Towards Robust Nonlinear Subspace Clustering: A Kernel Learning Approach
Kunpeng Xu, Lifei Chen, Shengrui Wang
TL;DR
DKLM tackles nonlinear subspace clustering by learning a data-driven kernel $\boldsymbol{\mathcal{K}}$ from self-representation $\mathbf{Z}$ in a RKHS to preserve local manifolds and promote a block-diagonal affinity. It integrates a block-diagonal regularizer $\|\mathbf{Z}\|_{\boxed{k}}$ and a negative trace term $-\mathrm{Tr}(\boldsymbol{\mathcal{K}}\mathbf{Z})$, and solves via alternating updates with a Nyström-based kernel approximation for scalability. The framework establishes connections to kernel k-means and low-rank/self-representation methods through a multiplicative triangle inequality and permutation invariance properties. Empirical results on synthetic, image, text, motion, and time-series data show superior robustness and clustering accuracy compared to state-of-the-art approaches, highlighting the practical impact for real-world nonlinear data analysis.
Abstract
Kernel-based subspace clustering, which addresses the nonlinear structures in data, is an evolving area of research. Despite noteworthy progressions, prevailing methodologies predominantly grapple with limitations relating to (i) the influence of predefined kernels on model performance; (ii) the difficulty of preserving the original manifold structures in the nonlinear space; (iii) the dependency of spectral-type strategies on the ideal block diagonal structure of the affinity matrix.

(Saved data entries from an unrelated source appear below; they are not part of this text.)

PR #11925, opened 2022-07-18
Settings: Add checkbox for data removal upon uninstall

### LINKED ISSUE #8453: Settings: Add checkbox for data removal upon uninstall
## Feature Description

Continuing discussion at https://github.com/google/web-stories-wp/pull/2534#discussion_r441679994

In #2534 we've added an `uninstall.php` file to remove any plugin data when uninstalling the plugin in WordPress.

That data removal is off by default though and needs to be enabled by filtering `web_stories_erase_data_on_uninstall`.

The idea was to turn this into an actual UI option on the settings page.

## Additional Context

Interestingly, plugins like WooCommerce or Jetpack don't have a UI option for this and instead require setting a constant in `wp-config.php` to enable data removal.

This begs the question whether we really want to add yet another option to the settings page or keep it a developer-only option (perhaps also using a constant instead of a filter).

---

timarney:
## Context

Data removal is off by default though and needs to be enabled by filtering web_stories_erase_data_on_uninstall we need to add a UI to allow users to toggle this option.

## Summary

Adds checkbox to the story settings page.

Screen Shot 2022-07-22 at 7 02 46 AM

## To-do

Update text as needed.

## Testing Instructions

1. Visit settings
2. Toggle data removal setting on / off

## Checklist

---

Fixes #8453


includes/Admin/Admin.php
```diff
@@ -76,6 +76,7 @@ public function register(): void {
 		add_filter( 'default_content', [ $this, 'prefill_post_content' ], 10, 2 );
 		add_filter( 'default_title', [ $this, 'prefill_post_title' ] );
 		add_filter( 'display_media_states', [ $this, 'media_states' ], 10, 2 );
+		add_filter( 'web_stories_erase_data_on_uninstall', [ $this, 'data_removal' ], 10, 2 );
```
swissspidy: Instead of filtering `web_stories_erase_data_on_uninstall`, we should just call `get_option( Settings:: SETTING_NAME_DATA_REMOVAL )` in `uninstall.php` directly.

This is because the `Admin` class here is only loaded in the admin, but a plugin can also be uninstall via WP-CLI for example.

Note: Using `get_option` should be fine, but could theoretically also use the Services injector, though seems a bit overkill. Plus not sure if it's properly available in CLI context as well, so needs some testing. Hence the suggestion to just use `get_option`.

cc @spacedmonkey

uninstall.php
```diff
@@ -35,7 +35,8 @@
  *
  * @param bool $erase Whether to erase data. Default false.
  */
-$erase = (bool) apply_filters( 'web_stories_erase_data_on_uninstall', false );
+
+$erase = (bool) get_option( \Google\Web_Stories\Settings::SETTING_NAME_DATA_REMOVAL );
```
swissspidy: We still want to wrap this in a filter.

```php
$erase = (bool) get_option( \Google\Web_Stories\Settings::SETTING_NAME_DATA_REMOVAL );

/**
 * Filters whether data should be erased when uninstalling the plugin.
 *
 * @since 1.23.0
 *
 * @param bool $erase Whether to erase data. Default false.
 */
$erase = (bool) apply_filters( 'web_stories_erase_data_on_uninstall', $erase );
```

swissspidy: @timarney Now the filter docblock is duplicated in this file. Please check again.

And my bad for changing the version number. It should of course stay `@since 1.0.0`

timarney: Right -- missed that ... updated now.

packages/wp-dashboard/src/components/editorSettings/dataRemoval/index.js
```diff
@@ -0,0 +1,75 @@
...
+}) {
+  const onChange = useCallback(
+    () => updateSettings({ dataRemoval: !isEnabled }),
+    [updateSettings, isEnabled]
+  );
+
+  return (
+    <SettingForm>
+      <div>
+        <SettingHeading>{__('Data removal', 'web-stories')}</SettingHeading>
```
swissspidy:
```suggestion
        <SettingHeading>{__('Plugin Uninstall', 'web-stories')}</SettingHeading>
```

packages/wp-dashboard/src/components/editorSettings/dataRemoval/index.js
```diff
@@ -0,0 +1,75 @@
...
+            onChange={onChange}
+            checked={Boolean(isEnabled)}
+          />
+          <CheckboxLabelText
+            size={THEME_CONSTANTS.TYPOGRAPHY.PRESET_SIZES.SMALL}
+            aria-checked={Boolean(isEnabled)}
+            forwardedAs="span"
+          >
+            {__(
+              'Remove data when uninstalling the Web Story plugin.',
```
swissspidy:
```suggestion
              'Remove all data including stories and saved templates when uninstalling the Web Stories plugin.',
```

uninstall.php
swissspidy: It's _still_ duplicated

Screenshot 2022-07-19 at 12 48 03

swissspidy (changes requested):

uninstall.php
swissspidy: The docblock needs to be on the line directly preceding the `apply_filters` call

See https://developer.wordpress.org/coding-standards/inline-documentation-standards/php/#4-hooks-actions-and-filters

spacedmonkey:
I tried testing this and doesnt seem to work. On local, I used WP CLI to uninstall the plugin. 
Screenshot 2022-07-20 at 12 47 45

spacedmonkey:
Screenshot 2022-07-20 at 12 55 53

swissspidy:
This might work (untested!):

```php
// Autoloader for dependencies.
if ( file_exists( WEBSTORIES_PLUGIN_DIR_PATH . '/third-party/vendor/scoper-autoload.php' ) ) {
	require WEBSTORIES_PLUGIN_DIR_PATH . '/third-party/vendor/scoper-autoload.php';
}

// Autoloader for plugin itself.
if ( file_exists( WEBSTORIES_PLUGIN_DIR_PATH . '/includes/vendor/autoload.php' ) ) {
	require WEBSTORIES_PLUGIN_DIR_PATH . '/includes/vendor/autoload.php';
}

// Bootstrap the plugin by registering all services.
// Bails early if services are already registered.
// TODO: Needed?
PluginFactory::create()->register();
```

spacedmonkey:
A simplier work around was to add the plugin file, like this.

```
require_once 'web-stories.php';
```

swissspidy:
> A simplier work around was to add the plugin file, like this.
> 
> ```
> require_once 'web-stories.php';
> ```

Won't that cause constants to be defined twice? Also unnecessarily runs compatibility checks etc. So I would not wanna do this.

uninstall.php
```diff
@@ -28,14 +28,17 @@
 	return;
 }
 
+
```
spacedmonkey, line 62:
```suggestion

if ( ! defined( 'WEBSTORIES_PLUGIN_DIR_PATH' ) ) {
	define( 'WEBSTORIES_PLUGIN_DIR_PATH', __DIR__ );
}

// Autoloader for dependencies.
if ( file_exists( WEBSTORIES_PLUGIN_DIR_PATH . '/third-party/vendor/scoper-autoload.php' ) ) {
	require WEBSTORIES_PLUGIN_DIR_PATH . '/third-party/vendor/scoper-autoload.php';
}

// Autoloader for plugin itself.
if ( file_exists( WEBSTORIES_PLUGIN_DIR_PATH . '/includes/vendor/autoload.php' ) ) {
	require WEBSTORIES_PLUGIN_DIR_PATH . '/includes/vendor/autoload.php';
}


```

In my testing this fixed the issue of uninstalling the plugin in WP CLI.

spacedmonkey (dismissed):
Seems to work well in my testing.

swissspidy (dismissed):

swissspidy:
@felipebochehin87 For QA on this PR, please do not do it on the QA site. Instead, create a new local site (e.g. in localwp.com), install the production build from https://github.com/GoogleForCreators/web-stories-wp/pull/11925#issuecomment-1188887081, create some stories, and see if the stories are properly deleted on uninstall. So when you install the plugin again there should be no stories anymore.

Hope that makes sense.

felipebochehin87:
It does @swissspidy thanks a lot for the info!

felipebochehin87:
@swissspidy @spacedmonkey @timarney please let me know if I am doing something wrong:

1. Create a local WP website
2. Install and activate the prod plugin
3. Create some stories (I already had some)
4. Deactivate and delete the prod plugin
5. Install and activate the dev plugin

I follow this steps, but when I install again the plugin, I see the old stories.

https://images.zenhubusercontent.com/235435637/435e706a-73f9-4cc2-a4cb-3a701f921ea5/2022_07_21_19_56_04.mp4

timarney:
@felipebochehin87  --- I added a screenshot in the summary above.

felipebochehin87:
Thanks @timarney @swissspidy 

I still see some weird things - steps 3 and 4.

1. Installed the prod build

2. Checked the checkbox

3. Deleted the plugin - I click on deactivate and on delete, then "Deleting..." remains on screen. The plugin is removed from the left menu, but not from the list of plugins, and the label remains displaying "Deleting...". If I refresh the page it goes back to "Delete" and when I click on Delete, then Web Stories is removed from the list of plugins

4. Installed the dev plugin - stories are still there

swissspidy:
Indeed I see that too.

Screenshot 2022-07-22 at 14 40 23


@timarney Can you check this again please?

You might need to add a `PluginFactory::create()->register();` call after all like originally suggested, but not haven't tested.

swissspidy:
For reference, this is the error that happens:

```
Fatal error: Uncaught Google\Web_Stories\Exception\InvalidService: The service ID "injector" is not recognized and cannot be retrieved. in /Users/pascalb/Local Sites/qa11925/app/public/wp-content/plugins/web-stories/includes/Exception/InvalidService.php:75
Stack trace:
#0 /Users/pascalb/Local Sites/qa11925/app/public/wp-content/plugins/web-stories/includes/Infrastructure/ServiceContainer/SimpleServiceContainer.php(51): Google\Web_Stories\Exception\InvalidService::from_service_id('injector')
#1 /Users/pascalb/Local Sites/qa11925/app/public/wp-content/plugins/web-stories/includes/Services.php(102): Google\Web_Stories\Infrastructure\ServiceContainer\SimpleServiceContainer->get('injector')
#2 /Users/pascalb/Local Sites/qa11925/app/public/wp-content/plugins/web-stories/includes/uninstall.php(178): Google\Web_Stories\Services::get_injector()
#3 /Users/pascalb/Local Sites/qa11925/app/public/wp-content/plugins/web-stories/includes/uninstall.php(224): Google\Web_Stories\delete_terms()
#4 /Users/pascalb/Local Sites/qa11925/app/public/wp-content/plugins/web-stories/uninstall.php(84): Google\Web_Stories\delete_site()
#5 /Users/pascalb/Local Sites/qa11925/app/public/wp-admin/includes/plugin.php(1241): include_once('/Users/pascalb/...')
```

With the following change the plugin is initialized properly for uninstall and there are no longer any fatal errors:

```php
if ( ! defined( 'WP_UNINSTALL_PLUGIN' ) ) {
	return;
}

if ( ! defined( 'WEBSTORIES_VERSION' ) ) {
	define( 'WEBSTORIES_VERSION', '1' );
}

if ( ! defined( 'WEBSTORIES_DEV_MODE' ) ) {
	define( 'WEBSTORIES_DEV_MODE', false );
}

if ( ! defined( 'WEBSTORIES_PLUGIN_DIR_FILE' ) ) {
	define( 'WEBSTORIES_PLUGIN_FILE', __DIR__ . '/web-stories.php' );
}

if ( ! defined( 'WEBSTORIES_PLUGIN_DIR_PATH' ) ) {
	define( 'WEBSTORIES_PLUGIN_DIR_PATH', __DIR__ );
}

if ( ! defined( 'WEBSTORIES_PLUGIN_DIR_URL' ) ) {
	define( 'WEBSTORIES_PLUGIN_DIR_URL', plugin_dir_url( WEBSTORIES_PLUGIN_FILE ) );
}

// Autoloader for dependencies.
if ( file_exists( WEBSTORIES_PLUGIN_DIR_PATH . '/third-party/vendor/scoper-autoload.php' ) ) {
	require WEBSTORIES_PLUGIN_DIR_PATH . '/third-party/vendor/scoper-autoload.php';
}

// Autoloader for plugin itself.
if ( file_exists( WEBSTORIES_PLUGIN_DIR_PATH . '/includes/vendor/autoload.php' ) ) {
	require WEBSTORIES_PLUGIN_DIR_PATH . '/includes/vendor/autoload.php';
}

\Google\Web_Stories\PluginFactory::create()->register();
```

**That said**, it feels super overkill to me. We don't need the services and the injector just to get some taxonomy slugs in `delete_terms()`. It would be easier to just use class constants there.

spacedmonkey:
I didnt see these error locally

timarney:
Updated and tested with changes from https://github.com/GoogleForCreators/web-stories-wp/pull/11925#issuecomment-1192568091

swissspidy:
It works 🎉 🎉 

Only found two unrelated bugs with the uninstall code.

**First**, draft stories are not deleted. To fix this, we need to add `'post_status' => 'any'` here:

https://github.com/GoogleForCreators/web-stories-wp/blob/7109307f62821a0b3a166335718b9371ba8d21f7/includes/uninstall.php#L154-L162

**Second**, the `{$taxonomy}_children` option is not deleted for the `web_story_category` taxonomy. To fix this, we need to call `clean_taxonomy_cache()` here:

https://github.com/GoogleForCreators/web-stories-wp/blob/7109307f62821a0b3a166335718b9371ba8d21f7/includes/uninstall.php#L183-L187

Can do it in a loop, i.e.

```php
foreach ( $taxonomies as $taxonomy ) {
	clean_taxonomy_cache( $taxonomy );
}
```

Can you add this in this PR?

Then it should be good to go!

includes/uninstall.php
```diff
@@ -154,6 +154,7 @@ function delete_posts(): void {
 		[
 			'fields'           => 'ids',
 			'suppress_filters' => false,
+			'post_status' => 'any',
```
swissspidy: Needs proper arrow alignment.

Tip: run `npx husky install` to set up git pre-commit hooks that catch this kinda stuff before pushing.

timarney: I seem to run into this depending on which PHP version I'm running doesn't catch on PHP 8.x .... fine when using 7.x

swissspidy: I see. PHPCS PHP 8.x compatbility is not fully released yet unfortunately

swissspidy (approved):

swissspidy:
@felipebochehin87 Now it should work! 🤞

felipebochehin87:
1. Created a local WP website
2. Installed and activated the prod plugin
3. Created some stories (I already had some)
4. Deactivated and deleted the prod plugin
5. Installed and activated the dev plugin
6. Visited the Dashboard - 0 stories returned, redirected to the Templates screen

This paper presents DKLM, a novel paradigm for kernel-induced nonlinear subspace clustering. DKLM provides a data-driven approach that directly learns the kernel from the data's self-representation, ensuring adaptive weighting and satisfying the multiplicative triangle inequality constraint, which enhances the robustness of the learned kernel. By leveraging this learned kernel, DKLM preserves the local manifold structure of data in a nonlinear space while promoting the formation of an optimal block-diagonal affinity matrix. A thorough theoretical examination of DKLM reveals its relationship with existing clustering paradigms. Comprehensive experiments on synthetic and real-world datasets demonstrate the effectiveness of the proposed method.